Akron, Ohio – Buoyed by strong performances in its Americas and Asia Pacific consumer tire operations, Goodyear posted $479 million (€447 million) in fourth quarter segment operating earnings and $2 billion in operating income for the year ended 31 Dec.
Sales for the year declined 7.8% to $15.2 billion and fell 7.9% to $3.7 billion in the quarter, reflecting primarily the deconsolidation of the company's subsidiary in Venezuela as well as unfavourable currency translation, the Akron-based tire maker said.
"We delivered solid net income and record core segment operation income in 2016, driven by strong performance in our Americas and Asia Pacific consumer tire businesses," Richard Kramer, Goodyear chairman, CEO and president said. "Our results demonstrate continued sustainable earnings growth and disciplined execution of our strategy."
Net income rose to $1.26 billion for the year and to $561 million for the quarter, reversing a fourth quarter 2015 loss.
For 2017, Kramer said Goodyear expects raw material inflation to be significant, but that the company has demonstrated through its innovation, award-winning products and strong global brand the ability to offset raw material inflation over time.
In 2016 Goodyear's tire unit volumes totalled 166.1 million, essentially unchanged from 2015. Of these, replacement shipments grew 2% and original equipment unit volume declined 4%.
Excluding the impact of the deconsolidation of the operations in Venezuela, unit volumes increased 1%, the company said.
Goodyear said the nearly fourfold increase in full-year net income was driven by a charge in 2015 to deconsolidate the Venezuela unit and by a decrease in 2016 income tax expense due to the release of foreign tax valuation allowances. Full-year adjusted net income was $1.1 billion, up from $906 million in 2015, the company said.
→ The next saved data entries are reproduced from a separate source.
PR #1883, opened 2026-06-17
TS-3949: Keep modals within the viewport at large display scaling

Oksamies:
.modal__content was viewport-centered but had no max-height, and only the body
had a fixed 800px cap. At high Windows display/font scaling the title + body +
footer exceeded the screen and spilled equally above and below, pushing the
footer (e.g. a moderator's reject button) off-screen with no way to scroll.
Cap the content at the viewport height with a small margin and let the body
shrink (min-height: 0) so it, not the whole modal, scrolls.

### DIFF
--- a/packages/cyberstorm/src/newComponents/Modal/Modal.css
+++ b/packages/cyberstorm/src/newComponents/Modal/Modal.css
@@ -28,9 +28,15 @@
     min-width: 15rem;
     max-width: 39rem;
 
+    /* Never taller than the viewport (leave a vertical top/bottom margin), so
+       the title and footer stay on screen at any display/font scaling; the
+       body scrolls within (TS-3949). */
+    max-height: calc(100vh - 4rem);
+
     /* padding: var(--modal-content-padding); */
     border: var(--modal-border);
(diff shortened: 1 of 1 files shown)


Oksamies:
* **#1883** <a href="https://app.graphite.com/github/pr/thunderstore-io/thunderstore-ui/1883?utm_source=stack-comment-icon" target="_blank">Graphite</a> 👈 <a href="https://app.graphite.com/github/pr/thunderstore-io/thunderstore-ui/1883?utm_source=stack-comment-view-in-graphite" target="_blank">(View in Graphite)</a>
* `master`


<h2></h2>

Oksamies (commented):
Comment from @gkurck :
The way modal css is done is unnecessarily overcomplicated. Since everything is under a wrapper, you'll only need to set position:fixed for the wrapper since all children will be inside that stacking context now. Currently you also set position fixed for the modal itself which makes it not respect the wrapper boundaries, and also for the close button.

Let the wrapper handle positioning and sizing/padding constraints, the modal can just chill inside the wrapper

VilppeRiskidev (approved):

PR #1887, opened 2026-06-17
TS-3944: Add a fullscreen/expand control to the Analysis codebox

Oksamies:
The Analysis tab's code viewer (CodeBoxHTML) could only be read in a 600px
scroll box. Add an Expand button that opens the same code in a fullscreen modal
inset from the window edges by a uniform margin (matching the page gutter),
with a close button and Esc/overlay-click to dismiss. Wires up the previously
unimported CodeBoxHTML.css and reuses the shared Modal; no shared CodeBox
changes.

### DIFF
--- a/apps/cyberstorm-remix/app/commonComponents/CodeBoxHTML/CodeBoxHTML.css
+++ b/apps/cyberstorm-remix/app/commonComponents/CodeBoxHTML/CodeBoxHTML.css
@@ -4,3 +4,93 @@
   width: 100%;
   overflow: auto;
 }
+
+/* nimbus-components wins over the `components` layer that owns .modal__content,
+   so this fullscreen variant reliably overrides the centered modal sizing. */
+@layer nimbus-components {
+  .code-box-html__container {
+    position: relative;
+    width: 100%;
+  }
+
+  /* Toolbar overlaid on the box's top-right corner (inside the border). Lives on
+     the non-scrolling container so it stays put while the code scrolls. Buttons
+     sit in a row, copy first, all solid (non-ghost). */
+  .code-box-html__toolbar {
+    position: absolute;
+    top: var(--space-8);
+    right: var(--space-8);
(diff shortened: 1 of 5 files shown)


Oksamies:
* **#1887** <a href="https://app.graphite.com/github/pr/thunderstore-io/thunderstore-ui/1887?utm_source=stack-comment-icon" target="_blank">Graphite</a> 👈 <a href="https://app.graphite.com/github/pr/thunderstore-io/thunderstore-ui/1887?utm_source=stack-comment-view-in-graphite" target="_blank">(View in Graphite)</a>
* `master`


<h2></h2>

Oksamies (commented):
- The expand button should not be a ghost button.
- The copy button should be the same kind as the expand button. (and copy button should be the first button)
- The download button should should have the file ending instead of "Download" e.g. ".blob" 
- The component is missing siderail of line numbers
- There should be animation of the "expanded" modal sliding in from the bottom of the viewport and going back down when unexpanded.
- On non-mobile widths the "expanded" modal/element should have margin around 10% margin on both top and bottom. (e.g. so that it's not filling the whole screen and the user can dismiss by clicking on the area below or above the modal/card)
Image

Chaosyr:
> - The expand button should not be a ghost button.
> - The copy button should be the same kind as the expand button. (and copy button should be the first button)
> - The download button should should have the file ending instead of "Download" e.g. ".blob" 
> - The component is missing siderail of line numbers
> - There should be animation of the "expanded" modal sliding in from the bottom of the viewport and going back down when unexpanded.
> - On non-mobile widths the "expanded" modal/element should have margin around 10% margin on both top and bottom. (e.g. so that it's not filling the whole screen and the user can dismiss by clicking on the area below or above the modal/card)
> Image
> 

That needs a overflow-x: scroll :p 

I can tell because currently the code block is overflowing out of its container ^^

PR #1894, opened 2026-06-17
Remove unnecessary "Go to main content element"

Oksamies:


Oksamies:
* **#1894** <a href="https://app.graphite.com/github/pr/thunderstore-io/thunderstore-ui/1894?utm_source=stack-comment-icon" target="_blank">Graphite</a> 👈 <a href="https://app.graphite.com/github/pr/thunderstore-io/thunderstore-ui/1894?utm_source=stack-comment-view-in-graphite" target="_blank">(View in Graphite)</a>
* `master`


<h2></h2>

Oksamies (commented):
The Copilot comments are valid, but for this feature to work properly we would need to; structure the pages better so that the skip-to-content actually takes the user to the correct position in page. Right now on the communities page it takes the user to half way down the communities list visually and the keyboard navigation with tab still starts from the header navigation.

Either remove the feature as this PR does, or implement it properly.

VilppeRiskidev (approved):

Chaosyr:
> The Copilot comments are valid, but for this feature to work properly we would need to; structure the pages better so that the skip-to-content actually takes the user to the correct position in page. Right now on the communities page it takes the user to half way down the communities list visually and the keyboard navigation with tab still starts from the header navigation.
> 
> Either remove the feature as this PR does, or implement it properly.

Okay I was gonna say that this is a accessibility issue, but if thats the case it seems fine to remove for the time being.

For the fourth quarter, Goodyear said tire volumes fell 2% to 41.1 million units, with replacement shipments sliding 1% and OE shipments 7%, due in part due to weakness in the commercial truck market.
In the Americas, Goodyear said sales fell 11 percent in the quarter to $2.06 billion, reflecting a 5% decline in tire unit volume to 18.7 million units, also in part due to the deconsolidation in Venezuela. Replacement tire shipments fell 3% and OE shipments slid 11%.
Fourth quarter segment operating income in the Americas increased 3.9% to $295 million as sales declined 0.9% to $2.06 billion.
For the year, segment operating income declined 9% to $1.15 billion as sales slid 12.8% to $8.2 billion.
For both the quarter and year, Americas segment operating margins improved—to 14.3% (from 12.3%) and 14.1% (from 13.5%), respectively.
In the Asia Pacific region, segment operating income improved 7.2% in the fourth quarter to $103 million, and nearly 17% for the year to $373 million.
Fourth quarter sales for the region declined 2% to $548 million, but increased 7.5% for the year to $2.1 billion.